Microsoft Adding 'Real-Time' Device Querying to SCCM

Microsoft said that SCCM version 1806, the latest "semiannual channel" release of Microsoft's device and server management system, will be available in the coming weeks. The update would appear in the SCCM console's Updates and Servicing node once it is released. SCCM is normally released in three semiannual channel (or branch) releases per year by Microsoft. Microsoft launched a new commercial edition of the whole System Center suite of products earlier this month. Get an online sccm training course that will teach you how to operate a wide variety of Windows-based PCs. SCCM provides patch management, remote control, network security, operating system deployment, and other services. The System Center product suite's components are listed as being at version 1807.

CMPivot

The SCCM update 1806 release introduces "CMPivot," a new function for checking the status of devices in "real-time". It can be found on the Device Collections node of the SCCM console. While SCCM provides access to device data for broad reporting, CMPivot is designed to provide immediate access to data via queries with filterable results. It's probably more of a troubleshooting or regulatory compliance tool.

According to a Microsoft paper on CMPivot, it's feasible to use it to verify the firmware update status of devices vulnerable to speculative execution side-channel attacks. Because IT businesses must assure that operating system and firmware (or "microcode") upgrades for various client device processors were deployed, and new speculative execution variants appear every few months, such tracking has become a difficult undertaking for IT organizations. In addition to the CMPivot tool, Microsoft's Windows Analytics and PowerShell tools can be used to evaluate speculative execution side-channel patch compliance.

WSUS Help

Update management has been improved in SCCM Update 1806.

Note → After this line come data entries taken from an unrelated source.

PR #1080, opened 2023-10-19
Add create remote registry screen

nixocio:
Add create remote registry screen

image


jamestalton (approved):

frontend/hub/remote-registries/RemoteRegistry.tsx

For example, it can assist with the patch management system WSUS. It now has a new WSUS cleanup wizard that would "reject updates that are expired according to the supersedence rules established on the software update point component characteristics," which should help Microsoft's monthly update confusion. The ability of SCCM to subscribe to "third-party" (non-Microsoft) software updates can now be pushed to WSUS.

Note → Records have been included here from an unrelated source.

PR #1088, opened 2023-10-19
Fetch and display a workflow visualizer node

marshmalien:
https://issues.redhat.com/browse/AAP-16994

node


AlexSCorey (approved):
Lets try to add some tests to this. Then I think it looks good

PR #1104, opened 2023-10-23
[AAP-15683] Convert the Rule Audit pages to use PageRoutedTabs. Add Back to Rule Audit tab

lgalis:
- Convert the Rule Audit pages to use PageRoutedTabs. 
- Add Back to Rule Audit tab
Screenshot from 2023-10-23 15-15-38


tiyiprh:
This would apply to all sections within EDA correct?

vishsanghishetty (approved):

Tooling and Dashboard Improvements

In the SCCM console, Microsoft has incorporated a new product lifecycle dashboard. It displays the status of the Microsoft Lifecycle Policy for device software, as well as support end dates. "Compliance 9 — Overall compliance and health," a new report on software update compliance, is also available.

A new Cloud Management dashboard has also been added by Microsoft. It displays the Cloud Management Gateway's usage statistics.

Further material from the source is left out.